BEGIN Study material
PR #1103, opened 2019-04-25
Modify build process to add a upper max version limit

JeremySkinner:
Run PS script as part of build to add a version max for ProjectReference dependencies


JeremySkinner:
Too hacky....will wait for an official solution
END Study material
The answer must contain only the lines from the one with "Modify build process" to the end of the entries above, each written out exactly.

• Answer space:
Modify build process to add a upper max version limit

JeremySkinner:
Run PS script as part of build to add a version max for ProjectReference dependencies


JeremySkinner:
Too hacky....will wait for an official solution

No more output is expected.